Dermatology TextbookGenerating differential diagnosisPart C Differential Diagnosis

Differential Diagnosis of Necrosis

Introduction

Cutaneous necrosis refers to the death of skin tissue, presenting as darkened, devitalized areas that may progress to eschar formation. Recognizing necrosis is critical as it often indicates vascular occlusion, severe infection, or drug reaction requiring urgent intervention. The pattern, distribution, and clinical context guide diagnosis.


42.1 Causes of Cutaneous Necrosis

42.1.1 Vascular Occlusion

Calciphylaxis (Calcific Uremic Arteriolopathy)

  • Setting: End-stage renal disease (ESRD), Dialysis patients.
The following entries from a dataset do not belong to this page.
PR #188, opened 2016-11-25
Testing a lighthouse integration...

guisers:
**JIRA:** https://mobify.atlassian.net/browse/WEB-996

Testing running CircleCI with Lighthouse on PR push. 

So far, we are only able to run Lighthouse on the production site (https://www.merlinspotions.com), and save the result as a CircleCI artifact. For more details, see jira ticket.

Note: `LIGHTHOUSE_CHROMIUM_PATH` env var must be set to `/usr/bin/google-chrome-stable` in Circle for this to work. At first I had it in my Lighthouse command but then decided it was better to keep it in Circle. Also we must use a newer version of Node (i picked 6.9.1)

### TODO:
- [x] Figure out how to run Lighthouse with Mobify Preview on a locally served bundle
- [x] Fail the build if Lighthouse score is lower than 85
- [ ] Can we make this run faster? Or selectively run it (eg. only on merge to `develop`)


jansepar:
Can we make this fail the build if the score is lower than 85?

guisers:
@jansepar Yes, i believe so... we're blocked on this one now though because we aren't able to run Lighthouse while previewing a bundle, so we can't run the audit on anything that isn't production. So putting it aside until we figure out what to do about that

jansepar:
We just gotta get this in:

https://github.com/mobify/progressive-web-scaffold/pull/190

:)

guisers:
The problem though is that there isn't a good way to run Lighthouse and Preview simultaneously... so even if we can push up bundles, we still can't get Lighthouse to audit anything except for the bundle live in production, which defeats the purpose of being able to know the Lighthouse score of a change before merging it.

mikenikles:
Let's explore a way to leverage the excellent work done in https://github.com/mobify/paulaschoice-progressive/blob/develop/bin/proxy.js.

The proxy will intercept network requests made by Lighthouse and inject the correct bundle

package.json
```diff
@@ -92,6 +93,7 @@
     "lint:fix": "npm run lint:js -- --fix",
     "lint:js": "eslint '**/*.{js,jsx}'",
     "lint:sass": "sass-lint -c .sass-lint.yml 'app/**/*.scss' -v",
+    "lighthouse": "lighthouse --output=html --output-path=./lighthouse/audit.html https://www.merlinspotions.com",
```
johnboxall: I'd love for this command to live under the "test" namespace in the set of commands we expose.

Its really just a specific kind of test (performance & functionality) – the fact that it uses Lighthouse under the covers is an implementation detail.

The same goes for our Nightwatch tests. They should be exposed via `npm run test:e2e`.

mikenikles:
We could deploy Merlin's Potions to a staging environment whenever we merge into `develop`. Once deployed, we run Lighthouse against that URL.

@sap1ens What would it take to set up a staging environment?

johnboxall:
Assuming that the challenge here has to do with loading a "preview" bundle, there are many bad ways to work around this:

0. [Preview Cookie Spoofing](https://gist.github.com/johnboxall/ec9a6c5a0909c02b35d9): If you have the ability to set cookies on the browser being used, you can use a script like this to grab a preview cookie. Then you can just pass the regular old preview params to the page to get it to load.
1. Modify Preview to always accept a special header: If we could modify Preview to always work in a special condition that can only be replicated in a test environment, we could get this to work.
2. HTTP Proxy: There are many different ways we could do this that range from tag rewriting as mentioned above to other crazy ideas like DNS remapping cdn.mobify.com to the local bundle we're testing.

sap1ens:
@mikenikles 

> What would it take to set up a staging environment?

it's planned for Q1, I don't think it'll happen earlier

sap1ens:
So, I don't think that staging environment is going to help us:
- You need to be able to run this check locally for your local files. This is a normal dev workflow, it shouldn't involve any 3rd party systems. 
- People will override changes in staging all the time, it's not reliable. It's just not possible to use it concurrently. 
- We **might** run a test against staging on CircleCI when we merge to `develop`, for example. But in this case we should deploy our changes **before** all tests are finished, to be able to see them. And what do we do if check fails? Roll it back? 

I think we should find a way to run this against local files somehow. I'll try to tackle it today/tomorrow (using John's advices).

sap1ens:
So, it's working! I still want to do some cleanup, but it's working! Check the changes.

I followed this advice from John 😉 :
> crazy ideas like DNS remapping cdn.mobify.com to the local bundle we're testing.

More comments coming tomorrow.

package.json
```diff
@@ -38,6 +38,8 @@
     "chalk": "1.1.3",
     "classnames": "2.2.5",
     "copy-webpack-plugin": "4.0.1",
+    "concurrently": "^3.1.0",
```
mikenikles: Do you mind fixing the version by removing the `^`?

package.json
```diff
@@ -55,7 +57,7 @@
     "jest-cli": "18.0.0",
     "jsdom": "9.9.1",
     "json-loader": "0.5.4",
-    "lighthouse": "^1.2.1",
+    "lighthouse": "^1.3.0",
```
mikenikles: Same as above with the version.

proxy/interceptor.py
```diff
@@ -0,0 +1,12 @@
+class Replacer:
```
mikenikles: Python...? 😮 Any chance we can convert that to a node script?

package.json
```diff
@@ -95,6 +97,7 @@
     "lint:fix": "npm run lint:js -- --fix",
     "lint:js": "eslint '**/*.{js,jsx}'",
     "lint:sass": "sass-lint -c .sass-lint.yml 'app/**/*.scss' -v",
+    "postinstall": "scripts/install.sh",
```
mikenikles: This fails for me. Logs attached.
[npm-debug.txt](https://github.com/mobify/progressive-web-scaffold/files/668308/npm-debug.txt)

sap1ens:
So, I fixed versions for concurrently and lighthouse.

proxy/interceptor.py
sap1ens: I wish! :-/ 

I spent the whole day yesterday trying node stuff - node-http-proxy, proxy-tamper and a few others. There are no working node proxies that support SSL and Gzip (which is very reasonable requirement) and allow content modification.

And mitmproxy just works! It is a big dependency though and I'm not sure if we want to install it by default. We can only install it in CircleCI, for example. And you'll need to install it manually locally if you want to run lighthouse tests against local files. WDYT?

package.json
sap1ens: I can't reproduce it, could you send me your `npm i` output? Something like `npm i > output.txt`.

sap1ens:
Additional TODO (for myself):
- [ ] Document a few gotchas with proxy (setup and Mac OS X firewall warning)
- [ ] Fail CircleCI build based on lighthouse score (use JSON output?)
- [ ] Optimize CircleCI build, right now it's too slow

proxy/interceptor.py
sap1ens: Actually, I can try https://github.com/mobify/paulaschoice-progressive/blob/develop/bin/proxy.js and see if it's going to work for Merlin's

sap1ens:
@mikenikles please review again, no Python anymore :)

sap1ens:
CircleCI failed, let me fix it first

sap1ens:
Also added score check. CircleCI fails if it's less than 40, for now. It's easy to change (just package.json).

sap1ens:
@mikenikles so, everything worked until I switched to CircleCI 2.0. Now obviously Docker and Google Chrome don't work well with each other by default, we need to either find a different base image (may be https://hub.docker.com/r/justinribeiro/lighthouse/) or prepare proper headless setup.

Do you think it's worth trying? Or should we just rollback to CircleCI 1.0?

proxy/index.js
```diff
@@ -0,0 +1,80 @@
...
+    app.use((req, res, next) => {
+        res.writeHead(301,
+            {Location: 'https://localhost' + req.url}
+        )
+        res.end()
+        next()
+    })
+    http
+        .createServer(app)
+        .listen(80, '127.0.0.1')
```
mikenikles: Listening on port 80 requires `sudo` privileges. While not ideal, we can't get around it. I added it to my documentation tasks for Q1.

sap1ens: The same for 443 btw. And yeah, it's hard to avoid. 

But sudo is not a problem anymore :)

mikenikles:
@sap1ens Ideally, I'd like to stay on CircleCI 2.0 since it lowers build times significantly. Could you please see if that Lighthouse docker image works?

mikenikles:
@sap1ens Let me change my mind on that. With Progressive Mobile moving into this same repo, now is not the right time to migrate to Circle 2.0.

sap1ens:
@mikenikles CircleCI is happy! Can I merge now?

mikenikles:
For sure! Thanks for getting that to work!!

PR #190, opened 2016-11-26
Get bundle live on site

kschmidtdev:
One option to get the scaffold bundle live on https://www.merlinspotions.com - just push to the existing Mobify Cloud project.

Also non-uremic (obesity, warfarin, hyperparathyroidism).
  • Pathogenesis: Calcium deposition in media of small arteries → Thrombosis → Ischemia → Necrosis.
  • Clinical Features:
    • Livedo racemosa.
    • Painful, indurated plaques → Necrotic ulcers with eschar.
    • Distribution: Trunk, Thighs, Buttocks, Abdomen (proximal > distal).
  • Prognosis: Very poor (50-80% 1-year mortality).
  • Management: Wound care, Pain management, Sodium thiosulfate, Correct calcium/phosphate, Consider parathyroidectomy.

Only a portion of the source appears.